Los pies, protegidos por los cactli golpeaban el suelo en cada salto haciendo sonar las ajorcas alrededor de los tobillos. Sólo los encumbrados podían llevar esas sandalias de tiras de cuero, el resto de la población vivía descalza, parecía no dolerles los guijarros que se les clavaban en las plantas o, al menos, no se quejaban. Antes de comenzar la danza el guerrero se había despojado de su tilmatli, que llevaba sujeto al hombro y cuyos dibujos, entramados de oro y plata, indicaban su alta posición en el rango militar, era un pilli,, un héroe. Un rico pectoral oscilaba en cada envite de su pecho al compás de la música monótona, dura y repetitiva que llevaba al éxtasis. Sartales de caracolas y turquesas acorazaban sus músculos desnudos. No podía dejar de bailar. Los ricos brazaletes de sus brazos lo aferraban como grilletes a la alta posición que detentaba, la de los señores de aquella tierra. Su cabeza se estremecía debajo del penacho de plumas de aves raras como un arco iris enfebrecido. La sangre en sus venas recorría su cuerpo obligándole a sacudirse al dictado de la memoria de sus antepasados. El tiempo había detenido su loca carrera y parecía en suspenso hasta que el último golpe de timbal lo sacó del trance. El poderoso azteca volvió a ser un pobre campesino sin tierra.
Con cuidado guardó sus galas, como le gustaba llamar a su plumado disfraz, en una caja de cartón sobre el armario del cuartucho que compartía con cinco hermanos desde que el mayor de ellos, Miguel, lo había abandonado para dirigirse a la tierra de los gringos. Una torpe carta, escrita tres meses después de su partida, les había anunciado que había cruzado la línea divisoria por algún punto de los tres mil quinientos kilómetros de frontera que separaban las dos civilizaciones. Sumergirse en las aguas del río Grande a nado suponía el bautismo que lo convertía en hijo bastardo de “la gran puta del norte”, un “wet back” o “espaldas mojadas”. Él sería el siguiente.

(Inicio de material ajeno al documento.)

PR #17, opened 2014-07-25
Phylo Module

Ward9250:
A lot to add but I'll add to the branch piecemeal from my other Phylogenetics repo to make sure things are acceptable bit by bit. To begin with, we have the basic types and methods for building phylogenies with Phylo. It was important to go back and think harder about this than in the previous version where phylogenies were heavily borrowed from ape and R. These types and methods after all are going to be building blocks for the input / output and creation / manipulation of trees as well as all manner of other possible methods.

The structure of a phylogeny is now as follows:

A Phylogeny type contains a name, whether it is rooted and reportable, and the root. The root is a reference to an instance of PhyNode. A PhyNode has a name, a field for branch length (length of the edge between it and it's parent). An array for extensions / annotations, an array of references to it's children (other PhyNodes), and a reference to it's parent - if it is a single node created on it's own or is the root of a tree or subtree, this parent field point to itself i.e. the node is self referential at that field.

We have several basic methods for getting and setting information, as well as several functions that mania the references to parents and children to edit the structure of the tree. However, currently only two are exported - prune! and graft! - these are the "safe" tree manipulators. You can graft! a subtree or single child to another node of a tree, or prune! and node off a tree, returning the node and any other children it has - yielding a subtree cut away from the rest of the tree. The graft! methods sure that when grafting the parent and child references are made properly, and the prune! method likewise makes sure these links are broken properly so there are no situations where a parent refers to a child, yet the child doesn't refer back to that parent and so on.

Let's say you wanted to build a basic tree out of some nodes in a Julia session (tree building algorithms may well have to do this) Well make a basic cladogram without branch lengths.

a = PhyNode("A.")
b = PhyNode("B.")
c = PhyNode("C.")
d = PhyNode("D.")
e = PhyNode("E.")

Let's say you want a, b and c to be tips and e the root and d an internal node connecting a and b.
We can build the structure like so.
graft!(e, d)
graft!(e, c)
graft!(d, a)
graft!(d, b)

Calling any of a, b, c, d, e. in the console allows you to see the structure.

So we have our PhyNodes linked together, now we can finish the tree.

myTree = Phylogeny("My Simple Tree", e, true, false)

We can also cal methods on the nodes:

isLeaf(a)
isLeaf(b)
isLeaf(c)
isLeaf(d)
isLeaf(e)

isRoot(a)
isRoot(b)
isRoot(c)
isRoot(d)
isRoot(e)

isNode(a)
isNode(b)
isNode(c)
isNode(d)
isNode(e)

Hope you like! Comments of course welcome!


Ward9250:
A heads up guys, I'm thinking of changing how annotations to nodes of trees is achieved, because currently, if you have some extra data on a few nodes it's really hard to see how optimised code could be developed. So I think I'm going to change the approach - rather than have tree nodes point to data, make a structure that pairs up a reference to the node, with a reference to the data - like a dict, and then you can have a dict pairing nodes with DNA sequences, or comments, or so on, and so having several parameterised dicts seems more sensible than expecting nodes to be super flexible about what they contain - possibly loosing performance in the process.

Blahah:
I'm working on tests in a branch off this PR: https://github.com/Blahah/Bio.jl/tree/Phylov1tests.

This is how I'm planning to structure the tests, which roughly maps to the structure of the code itself:

- [ ] Phylogeny
  - [ ] Creation
  - [ ] Rooting
  - [ ] Searching
  - [ ] Traversing
  - [ ] Grafting
- [ ] TreeIO
  - [ ] Newick
    - [ ] Reading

Se enfundó sus “jeans” gastados, una camiseta de colores comidos por las lavadas y las deportivas nuevas que escondía debajo de la cama para quitarlas de la vista de sus compañeros de dormitorio, que las miraban golosamente. Ya en la calle, Emiliano se dirigió hacia la plaza festiva en la que hacía un rato se había sentido un amo del mundo, un príncipe de la guerra precolombino. Apoyado en la pared del bar, el coyote lo esperaba con un tequila en la mano. Aunque anochecía, el traficante de ilegales cubría su frente sudorosa con un sombrero tejano y una estrella de plata de cinco puntas ceñida al cuello tapaba el primer botón de su camisa. Entre las rendijas de su mirada oblicua de indio, vio venir a su cliente.
—Qué hay de bueno, Francisco— saludó Emiliano.
— Te he dicho que me llames Frank, Francisco es nombre de muertos de hambre como tú ¿has entendido? —El muerto de hambre apretó los dientes y sostuvo la mirada. El recuerdo de una chica le dio fuerzas.
— Si, Frank.
— ¿Has traído el dinero? —preguntó el coyote.
— Si, Frank —respondía Emiliano con falso servilismo. En su interior sabía que tenía que doblarse ante su yugo si quería liberarse de las cadenas de un futuro sin esperanzas.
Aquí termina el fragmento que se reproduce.